Okay. Next time I'll be talking about getting ready for the Art Show and Studio Sale. Till then!

Friday, November 20, 2009

Southern Oregon Book & Author Fair - I'm Ready!

There. A long, satisfied breathy sigh. I did it.

I've completed the first giant step, and I'm ready for tomorrow morning's 2009 Southern Oregon Book & Author Fair (Nov. 21, 2009) at the Ashland Springs Hotel, Ashland, Oregon from 10am to 4:30pm. Free public admission.

I've never done this particular Book Fair venue before, so I had to prepare from scratch. But I really wanted to do it because I can use it to announce the big Art Show and Studio Sale I'm doing with my friend, Cathy Egelston and her daughter Belle Mahoney, in December. And I can transfer a lot of the Book Fair prep to the Art Sale (more about that in a future blog!)

For the last two months I've been jamming on this duo ~ the Book Fair and the Show/Sale ~ punctuated by one Sketch-Journaling Workshop on November 7 (which I will also blog soon, maybe Sunday.)

It's a gargantuan task, preparing more than 300 original book illustrations and making reproductions of others to sell at the Show. Cathy did a smaller Studio Sale last summer, so she has some experience to guide us, and we've both been preparing steadily for a long time now.

The best thing about a Studio Sale is that it's informal. The art is not generally framed, although each piece is in a clear protective sleeve with a cardboard backing so it won't get bent. This saves a lot of time and money. Additionally, all that art that's been lying in cupboards gets a protective cover At Last ;^}

The Book Fair is first, though, tomorrow morning, and I wish I'd gotten time to blog it sooner. I'm going to send a link to this blog to all my students in hopes that it isn't too late for them to trot on down and say hi. But more importantly, I'm hoping to get people interested in the Studio Sale. It's not every day you get an opportunity to buy original book illustrations.

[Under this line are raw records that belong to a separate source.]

PR #2311, opened 2023-02-05
Add unstable flag on tests

thomas-k-cameron:
## Motivation and Context
Add `--cfg aws_sdk_unstable` flag on tests

## Description
It can check whether the implementation of RFC30 is correct and other stuff if we were ever to add feature behind that feature-gate.

## Testing
It was compiling serde when I ran it so I think it's working but I believe we should have a proper tests. Suggestions are much appreciated.

## Checklist

----

### DIFF
--- a/buildSrc/src/main/kotlin/RustBuildTool.kt
+++ b/buildSrc/src/main/kotlin/RustBuildTool.kt
@@ -28,6 +28,7 @@ private fun runCli(
                 }
             }
             .copyTo(action)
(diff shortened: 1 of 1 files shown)


thomas-k-cameron:
@Velfi 
I don't want to rush you or anything, but I really appreciate if you could let me know when you would have the time to review my PR.

Thank you!

Velfi (approved):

So I'm prepared for tomorrow. In case you are an author and ever have to do an author gig or even a craft fair, I will share my checklist to help you prepare. Of course, mine is all about me, but it should be a useful touchstone if you are headed in that direction. Here 'tis:

Book Show List

Easel (this is to hold the sign for upcoming Art Show and Studio Sale)
Dolly to haul books and supplies (it looks more professional than carrying boxes)
Cushion for chair (if you're gonna sit all day, be comfy!)
Camera in camera case
Backup boxes of books (these will stay in the car until needed)
Box of books to sell (5-6 of each to start off with)
Display books (one of each I'm selling, labeled "for display only") : Illustrating Nature, Beaver Year, Wild Babies, Redrock Explorer, Swamp Explorer
Book stands (I prop each display book in a metal bookend with the front edge curled up)
A brochure to lay open on table (in case someone wonders who the heck I am)
Workbooks in a display box (I'm selling outdated workshop workbooks)
Prints in a display box (I've made prints of illustrations from the books I'm selling)

Supply Box containing:
  • tablecloth (a new green one I just made with a woodsy fern pattern on it)
  • cashbox with 10s, 5s, and 1s (about $70 worth)
  • calculator (it's easy to goof in all the bustle ~ I don't even try to add)
  • personal kit box (aspirin, comb, mirror, breath mints, tape, scissors, Tums, etc.)
  • business card holder and extra business cards
  • sketchbook and pen (if business is slow, I'll sketch and journal)
  • eyeglasses
  • prints and book list (I'll check off every one I sell to make inventory easy later)
  • paper pad, 2 pens (people will want autographs -- always ask how the name is spelled, then practice it FIRST - if you muff it, the book is ruined)
Art Show Invitations (I'll put these next to the easel -- they're colorful with the location, date and time of our big show, and offer $1 off any of my prints they buy at the Art Show).

Signs in plastic holders
  • a price list (I'm giving a 25% discount off the retail price)
  • a warning about workbooks (workbooks with identical covers may have different stuff inside!)
Anyway, the Book Fair is tomorrow and I'm ready. If you're in the area, I hope you'll drop by. There are 60 Oregon authors, and there should be some great gift book ideas, most with hefty discounts.